I suspect all national and regional accents in Britain have become more homogenous due to improved communications, mobility etc and are likely to become even more so in the future.


----------



## munkeeunit (Aug 24, 2006)

Belushi said:
			
		

> Well, which Welsh accent do you mean?



I don't really know my Welsh accents apart, more of a general observation over time.


----------



## Idaho (Aug 24, 2006)

TV I would have thought. Things sound more and more similar.


----------



## editor (Aug 24, 2006)

Some Keyaaaaaaaaaaaaaaaaardiff accents seem to be getting worse, likes.


----------



## Ranbay (Aug 24, 2006)

you knows it spa !


----------



## llantwit (Aug 24, 2006)

editor said:
			
		

> Some Keyaaaaaaaaaaaaaaaaardiff accents seem to be getting worse, likes.


You luvs it, you does.


----------



## Ranbay (Aug 24, 2006)

safe init


----------



## Brockway (Aug 24, 2006)

munkeeunit said:
			
		

> I'm sure there's more than one accent across the country.

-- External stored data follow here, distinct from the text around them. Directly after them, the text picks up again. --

PR #5279, opened 2026-05-08
Fixes #5127. Anchor button delimiters to edges; fix highlight continuity

### LINKED ISSUE #5127: When a button has a fixed size then the delimiters should render at edges
## Describe the bug

When editting a Button and setting the Width to a fixed value e.g. 37

Then the `[` and `]` symbols should correctly be at the edges of the View

Instead the button just ignores the extra space and renders centred

Image

YourRobotOverlord:
<details><summary>Copilot Session</summary><p>a98f7d36-f362-457b-8f86-885ba3e011bc</p></details>

Fixes #5127.

## Problem

When a `Button` has a fixed `Width` wider than its natural size:
- The `[` and `]` delimiters were centered with the text instead of pinned to the view edges.
- When focused, the highlight attribute had gaps — cells before/after the centered text used the default attribute rather than `Focus`.

## Solution

Override `OnDrawingText` to take direct control of rendering:
- Draw `[` explicitly at `drawRect.X` (left edge) and `]` at `drawRect.X + Width - 1` (right edge).
- Call `Driver.FillRect(drawRect)` with the `normalAttr` (which resolves to `Focus` when focused) before drawing text, ensuring continuous highlight across the entire button area including all rows.
- Center only the interior text (between the brackets) using a dedicated `_interiorTextFormatter`.
- `UpdateTextFormatterText` still sets `TextFormatter.Text` to the full decorated string so `Dim.Auto` sizing continues to work correctly.

## Tests

Two new tests in `ButtonDrawingTests`:
- `FixedWidth_Anchors_Delimiters_To_Edges` — verifies `[` and `]` appear at columns 0 and 9 for a `Width=10` button, for both `IsDefault=false` and `IsDefault=true`.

Yes mate - there are 3.  I suppose you mean a Valleys' accent which constitutes a Welsh accent to most English people. No it hasn't got any softer. Does poverty really affect accents? You're fucking nuts.


----------



## colacho (Aug 24, 2006)

It's all so subjective how can you make a judgement? Most people I know in England have always found a valleys accent pretty mellifluous...
It has changed, though, without doubt- far more glottal stops, diphthongs and triphthongs in S. Wales now, something I personally don't like very much.


----------



## ZIZI (Aug 24, 2006)

colacho said:
			
		

> It's all so subjective how can you make a judgement? Most people I know in England have always found a valleys accent pretty mellifluous...
> It has changed, though, without doubt- far more glottal stops, diphthongs and triphthongs in S. Wales now, something I personally don't like very much.




Which valley do you mean? 

Each valley has a different sound. A Rhondda accent for example is far different from a Rhymney valley accent and compared to the Merthyr valleys it is quite posh.

Cardiff have an accent unique to Cardiff as do Newport who sound English (well at least to me-a Rhymney valley girl). The further mid Wales you go the accent gets softer but then by the time you get to the north its all nasal and spit.


----------



## munkeeunit (Aug 24, 2006)

Brockway said:
			
		

> Does poverty really affect accents? You're fucking nuts.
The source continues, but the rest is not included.